===== DATASET ENTRIES

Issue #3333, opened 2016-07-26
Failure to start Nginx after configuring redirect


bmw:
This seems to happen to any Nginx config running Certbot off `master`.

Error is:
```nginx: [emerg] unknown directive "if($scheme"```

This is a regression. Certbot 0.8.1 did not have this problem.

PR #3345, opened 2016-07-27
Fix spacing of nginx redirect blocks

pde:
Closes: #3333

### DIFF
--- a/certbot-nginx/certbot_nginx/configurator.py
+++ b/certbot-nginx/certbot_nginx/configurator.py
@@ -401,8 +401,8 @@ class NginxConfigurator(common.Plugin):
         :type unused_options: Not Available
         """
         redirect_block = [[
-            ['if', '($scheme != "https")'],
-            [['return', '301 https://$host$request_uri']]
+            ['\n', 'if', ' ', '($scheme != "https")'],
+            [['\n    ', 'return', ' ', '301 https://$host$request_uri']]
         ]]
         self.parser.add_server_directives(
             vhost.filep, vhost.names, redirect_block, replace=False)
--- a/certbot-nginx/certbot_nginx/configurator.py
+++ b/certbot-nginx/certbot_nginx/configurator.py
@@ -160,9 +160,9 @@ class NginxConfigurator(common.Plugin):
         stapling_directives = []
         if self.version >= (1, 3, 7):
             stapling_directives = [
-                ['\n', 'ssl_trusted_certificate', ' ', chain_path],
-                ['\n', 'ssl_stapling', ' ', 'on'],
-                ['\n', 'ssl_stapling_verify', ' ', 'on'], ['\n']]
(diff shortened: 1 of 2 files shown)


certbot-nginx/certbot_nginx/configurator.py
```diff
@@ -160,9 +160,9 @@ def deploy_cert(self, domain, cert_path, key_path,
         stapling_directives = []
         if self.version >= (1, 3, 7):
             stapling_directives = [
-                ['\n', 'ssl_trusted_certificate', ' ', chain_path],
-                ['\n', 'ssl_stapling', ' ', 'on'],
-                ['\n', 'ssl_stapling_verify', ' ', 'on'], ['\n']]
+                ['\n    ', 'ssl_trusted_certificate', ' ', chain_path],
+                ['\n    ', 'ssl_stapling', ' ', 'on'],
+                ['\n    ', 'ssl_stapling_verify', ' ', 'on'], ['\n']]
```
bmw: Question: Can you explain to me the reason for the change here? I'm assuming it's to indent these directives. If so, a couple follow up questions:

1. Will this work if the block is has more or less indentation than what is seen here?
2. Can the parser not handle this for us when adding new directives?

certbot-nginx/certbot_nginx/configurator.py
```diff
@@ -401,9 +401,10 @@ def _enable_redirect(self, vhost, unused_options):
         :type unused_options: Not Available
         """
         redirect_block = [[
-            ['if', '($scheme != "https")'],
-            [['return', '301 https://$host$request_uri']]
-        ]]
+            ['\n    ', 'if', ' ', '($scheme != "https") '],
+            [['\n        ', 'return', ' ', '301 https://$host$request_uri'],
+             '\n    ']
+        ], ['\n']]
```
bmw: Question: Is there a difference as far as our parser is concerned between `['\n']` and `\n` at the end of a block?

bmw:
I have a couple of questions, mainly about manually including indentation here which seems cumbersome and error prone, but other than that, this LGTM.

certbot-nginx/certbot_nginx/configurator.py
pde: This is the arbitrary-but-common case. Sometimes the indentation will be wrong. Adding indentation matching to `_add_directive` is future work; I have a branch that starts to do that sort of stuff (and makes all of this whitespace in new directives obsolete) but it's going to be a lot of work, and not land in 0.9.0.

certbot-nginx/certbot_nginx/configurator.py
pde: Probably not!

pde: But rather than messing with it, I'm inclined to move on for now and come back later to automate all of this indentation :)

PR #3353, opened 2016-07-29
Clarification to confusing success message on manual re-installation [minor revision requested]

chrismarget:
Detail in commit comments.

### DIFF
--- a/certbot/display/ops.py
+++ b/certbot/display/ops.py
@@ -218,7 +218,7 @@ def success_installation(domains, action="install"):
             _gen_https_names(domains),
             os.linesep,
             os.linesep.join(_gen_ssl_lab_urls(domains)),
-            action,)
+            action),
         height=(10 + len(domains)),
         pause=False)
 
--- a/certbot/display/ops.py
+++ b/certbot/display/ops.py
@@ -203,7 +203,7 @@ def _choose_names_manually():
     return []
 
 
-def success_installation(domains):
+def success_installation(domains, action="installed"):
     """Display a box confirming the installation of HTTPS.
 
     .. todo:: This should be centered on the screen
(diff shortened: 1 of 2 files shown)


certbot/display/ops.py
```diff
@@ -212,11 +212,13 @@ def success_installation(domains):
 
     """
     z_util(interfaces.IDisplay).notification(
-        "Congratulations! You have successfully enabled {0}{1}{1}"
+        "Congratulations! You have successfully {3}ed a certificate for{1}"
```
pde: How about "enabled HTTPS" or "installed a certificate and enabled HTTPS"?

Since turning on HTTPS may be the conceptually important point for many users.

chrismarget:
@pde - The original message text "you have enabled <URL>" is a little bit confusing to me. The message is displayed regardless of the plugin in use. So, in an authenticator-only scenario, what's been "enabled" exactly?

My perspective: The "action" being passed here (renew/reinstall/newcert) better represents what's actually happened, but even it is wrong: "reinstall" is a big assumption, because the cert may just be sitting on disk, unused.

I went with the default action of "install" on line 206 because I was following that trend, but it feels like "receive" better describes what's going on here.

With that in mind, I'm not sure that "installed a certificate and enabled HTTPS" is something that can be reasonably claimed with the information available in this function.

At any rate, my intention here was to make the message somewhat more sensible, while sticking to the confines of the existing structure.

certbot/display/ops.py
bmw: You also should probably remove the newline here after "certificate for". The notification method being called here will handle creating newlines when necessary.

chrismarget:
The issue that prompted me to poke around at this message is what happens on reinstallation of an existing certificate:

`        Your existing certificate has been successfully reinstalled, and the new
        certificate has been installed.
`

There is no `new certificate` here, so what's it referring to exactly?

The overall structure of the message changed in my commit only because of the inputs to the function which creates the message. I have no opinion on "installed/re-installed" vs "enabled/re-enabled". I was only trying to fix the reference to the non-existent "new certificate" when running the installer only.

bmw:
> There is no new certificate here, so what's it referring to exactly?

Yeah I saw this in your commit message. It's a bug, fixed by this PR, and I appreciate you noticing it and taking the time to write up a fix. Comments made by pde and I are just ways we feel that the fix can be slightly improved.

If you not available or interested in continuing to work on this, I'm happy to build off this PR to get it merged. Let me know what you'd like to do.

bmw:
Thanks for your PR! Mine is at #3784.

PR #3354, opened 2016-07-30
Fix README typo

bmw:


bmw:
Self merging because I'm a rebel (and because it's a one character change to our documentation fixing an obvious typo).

==========
===== DATASET ENTRIES

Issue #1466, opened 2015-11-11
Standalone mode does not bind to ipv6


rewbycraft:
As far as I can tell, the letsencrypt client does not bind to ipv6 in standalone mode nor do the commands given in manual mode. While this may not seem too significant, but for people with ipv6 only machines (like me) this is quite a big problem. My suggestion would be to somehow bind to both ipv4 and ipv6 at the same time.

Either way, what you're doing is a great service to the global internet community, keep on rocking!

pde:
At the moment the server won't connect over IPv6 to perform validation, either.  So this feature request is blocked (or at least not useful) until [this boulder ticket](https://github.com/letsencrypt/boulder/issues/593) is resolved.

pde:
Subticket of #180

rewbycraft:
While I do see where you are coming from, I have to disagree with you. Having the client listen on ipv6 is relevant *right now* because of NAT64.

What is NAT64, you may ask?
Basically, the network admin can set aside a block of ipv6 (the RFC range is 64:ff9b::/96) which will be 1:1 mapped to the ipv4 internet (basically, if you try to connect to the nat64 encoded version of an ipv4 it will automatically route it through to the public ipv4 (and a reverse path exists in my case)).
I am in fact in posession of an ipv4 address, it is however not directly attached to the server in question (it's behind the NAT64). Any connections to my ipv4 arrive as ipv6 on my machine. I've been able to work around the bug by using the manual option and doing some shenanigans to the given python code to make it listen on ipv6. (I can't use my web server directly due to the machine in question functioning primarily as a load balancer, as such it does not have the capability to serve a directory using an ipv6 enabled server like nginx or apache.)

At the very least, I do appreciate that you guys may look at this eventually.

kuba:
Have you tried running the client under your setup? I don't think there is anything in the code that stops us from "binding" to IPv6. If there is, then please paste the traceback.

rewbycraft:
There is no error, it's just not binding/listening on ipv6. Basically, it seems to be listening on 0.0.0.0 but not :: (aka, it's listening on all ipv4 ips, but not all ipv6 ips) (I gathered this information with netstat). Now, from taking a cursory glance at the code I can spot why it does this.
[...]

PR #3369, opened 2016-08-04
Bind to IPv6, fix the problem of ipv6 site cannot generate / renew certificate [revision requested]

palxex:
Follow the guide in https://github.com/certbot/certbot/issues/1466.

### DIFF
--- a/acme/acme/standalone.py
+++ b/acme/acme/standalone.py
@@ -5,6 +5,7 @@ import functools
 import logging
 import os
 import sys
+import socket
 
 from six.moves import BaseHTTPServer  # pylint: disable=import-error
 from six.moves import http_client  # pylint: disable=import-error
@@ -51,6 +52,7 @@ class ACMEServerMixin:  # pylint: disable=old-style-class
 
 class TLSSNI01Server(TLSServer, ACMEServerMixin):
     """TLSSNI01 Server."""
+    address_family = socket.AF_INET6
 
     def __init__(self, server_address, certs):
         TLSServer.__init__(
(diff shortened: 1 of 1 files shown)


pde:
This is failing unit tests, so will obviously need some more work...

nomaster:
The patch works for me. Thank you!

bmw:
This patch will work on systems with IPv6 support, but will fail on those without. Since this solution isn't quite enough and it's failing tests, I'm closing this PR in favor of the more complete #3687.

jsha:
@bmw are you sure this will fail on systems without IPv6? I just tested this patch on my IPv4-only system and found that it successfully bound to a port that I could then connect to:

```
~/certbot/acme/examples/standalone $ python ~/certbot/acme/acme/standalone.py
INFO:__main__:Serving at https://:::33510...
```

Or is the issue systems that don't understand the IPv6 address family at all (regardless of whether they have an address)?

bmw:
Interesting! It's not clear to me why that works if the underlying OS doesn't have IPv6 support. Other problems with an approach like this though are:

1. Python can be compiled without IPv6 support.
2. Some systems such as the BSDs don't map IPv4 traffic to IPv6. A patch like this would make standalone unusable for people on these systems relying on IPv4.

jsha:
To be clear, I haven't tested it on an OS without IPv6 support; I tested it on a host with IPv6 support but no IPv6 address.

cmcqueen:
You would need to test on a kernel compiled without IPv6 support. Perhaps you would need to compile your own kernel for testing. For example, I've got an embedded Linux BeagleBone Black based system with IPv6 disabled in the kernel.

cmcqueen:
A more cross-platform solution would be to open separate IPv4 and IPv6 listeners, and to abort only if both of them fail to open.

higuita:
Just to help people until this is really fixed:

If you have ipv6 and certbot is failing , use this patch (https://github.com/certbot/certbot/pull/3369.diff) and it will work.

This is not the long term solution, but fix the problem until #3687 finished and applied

==========
===== DATASET ENTRIES

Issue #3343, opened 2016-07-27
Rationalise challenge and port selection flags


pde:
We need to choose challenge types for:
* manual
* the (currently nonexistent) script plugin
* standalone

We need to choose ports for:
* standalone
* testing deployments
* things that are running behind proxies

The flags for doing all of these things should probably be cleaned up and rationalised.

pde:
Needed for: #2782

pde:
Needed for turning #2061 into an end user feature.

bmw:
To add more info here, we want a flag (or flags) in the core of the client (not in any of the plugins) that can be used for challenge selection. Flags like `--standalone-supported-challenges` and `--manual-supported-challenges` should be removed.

==========

### INSTRUCTIONS TO FOLLOW
Copy each line containing the word "clear" from the data.

### EXERCISE OUTPUT
Interesting! It's not clear to me why that works if the underlying OS doesn't have IPv6 support. Other problems with an approach like this though are:
To be clear, I haven't tested it on an OS without IPv6 support; I tested it on a host with IPv6 support but no IPv6 address.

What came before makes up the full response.